Ses enfants et petits-enfants y étaient, ses proches, ceux qui l’ont côtoyé à l’Éducation, en politique, à sa fondation, à la fameuse Dictée PGL, à l’ACDI (Agence pour la coopération et le développement international).

«Les 26 lettres de l’alphabet sont pleines de joie» et éclairent ce grand homme «vers l’immortalité», a lancé l’écrivain Dany Laferrière.

«Paul Gérin-Lajoie, tu peux reposer en paix. En tant que citoyen mondial, tu as rempli pleinement ton devoir», lui a lancé l’ex-ministre sénégalais, Mamadou Ndoye, membre honoraire du conseil d’administration de la Fondation Paul Gérin-Lajoie. Grâce à son travail, «des démunis ont accès à la dignité humaine», a-t-il ajouté.

La ministre de l’Enseignement supérieur, Hélène David, a rappelé qu’il a fait la promotion de l’éducation pour tous à une époque où la moitié des Québécois adultes n’avaient pas une 6e année d’instruction.

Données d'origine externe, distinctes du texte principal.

PR #2539, opened 2026-06-05
Improvised Identity

moyerr:
| Improvised Identity |
| :---: |
| |

### DIFF
--- a/test/server/cards/08_ASH/upgrades/ImprovisedIdentity.spec.ts
+++ b/test/server/cards/08_ASH/upgrades/ImprovisedIdentity.spec.ts
@@ -381,6 +381,312 @@ describe('Improvised Identity', function() {
                 // Wampa deals its base 4 damage — no discard means no gained abilities, but the attack still happens
                 expect(context.p2Base.damage).toBe(4);
             });
+
+            describe('with unusual gained abilities', function() {
+                it('should still resolve the attack after gaining Loth-Wolf\'s "can\'t attack" ability (restrictions already passed)', async function() {
+                    // Loth-Wolf has Sentinel + "This unit can't attack."
+                    // The "gainNonKeywordAbilitiesFromUnit" effect grants the "can't attack" constant ability as an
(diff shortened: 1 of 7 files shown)


test/server/cards/08_ASH/upgrades/ImprovisedIdentity.spec.ts
```diff
@@ -0,0 +1,386 @@
...
+                    expect(context.player1).toHavePrompt('Attack with Wampa. It gains Kage Elite\'s abilities for this attack.');
+
+                    // Attack the base — optional attack picker is shown directly (no separate Trigger)
+                    context.player1.clickCard(context.p2Base);
+
+                    // Wampa (4 power) + Raid 2 = 6 damage to base
+                    expect(context.p2Base.damage).toBe(6);
+                });
+
+                it('should grant an On Attack ability from the discarded unit, firing it during the attack', async function() {
```
AMMayberry1, line 190: Do we know if "when defeated" or "when attack ends" abilities are supposed to function, or if they get dropped before they can trigger?

AMMayberry1: Also, if "when defeated" is supposed to work, do we need to worry about JTL L3 😅

test/server/cards/08_ASH/upgrades/ImprovisedIdentity.spec.ts
```diff
@@ -0,0 +1,386 @@
...
+                // The optional attack is still offered even when nothing was discarded; player declines
+                expect(context.player1).toHavePrompt('Attack with Wampa');
+                context.player1.clickPrompt('Pass attack');
+
+                expect(context.p2Base.damage).toBe(0);
+                expect(context.wampa.exhausted).toBeFalse();
+                expect(context.player2).toBeActivePlayer();
+            });
+
+            describe('optional attack with gained abilities', function() {
```
AMMayberry1, line 130: A few oddball cases I can think of:
- Units like Loth-Wolf that have an attack restriction
- Strafing Gunship
- TWI Maul

AMMayberry1 (approved):

Issue #1827, opened 2020-06-27
Add Group / Ungroup icons to the Actions list


ashwinb:
@vjeux had to let me know that these are available via shortcuts but there's no UI for it. It would be good to add it. Seems like an important primitive.

bduffany:
@ashwinb are you already working on it? If not, I have some extra time and can contribute

ashwinb:
No I am not working on it. Thanks for taking it on!

On Jun 29, 2020, at 12:45 PM, Brandon Duffany <notifications@github.com<mailto:notifications@github.com>> wrote:



@ashwinb<https://github.com/ashwinb> are you already working on it? If not, I have some extra time and can contribute

ReneCode:
The context-items for group/group are dependent of the current selection. I think the visibility of the action-icons should also be dependent.

shikaan:
Did anything happen with this? I would like to contribute to the project and this feels like a good place to start

lipis:
@shikaan go for it

ReneCode:
@shikaan are you still working on that issue? may be I can help?

shikaan:
Hadn't have time yet, it's going to happen likely next week as things are now. If it needs to go out I can free it for someone else to pick it up :)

Le premier ministre du Canada, Justin Trudeau, a salué «sa vision d’un Québec, éduqué où les gens avaient un rayonnement partout dans le monde». Il a noté qu’ «en tant qu’enseignant, en tant que Québécois encore jeune, je sais qu’il a profondément marqué mon histoire et celle de nous tous au Québec».

Le premier ministre du Québec, Philippe Couillard, a reconnu en M. Gérin-Lajoie «le grand bâtisseur de la modernité québécoise» grâce à sa défense de l’éducation comme moyen d’émancipation.

«Il ne faut pas oublier non plus son rôle en relations internationales, en développement international. C’est un grand homme de plusieurs façons et pour longtemps», a ajouté M. Couillard.

Les prestations musicales et de chant ont été à la hauteur de l’homme, avec la chorale de Gregory Charles, qui a joué du piano, et l’Ave Maria chanté par Johanne Blouin, notamment.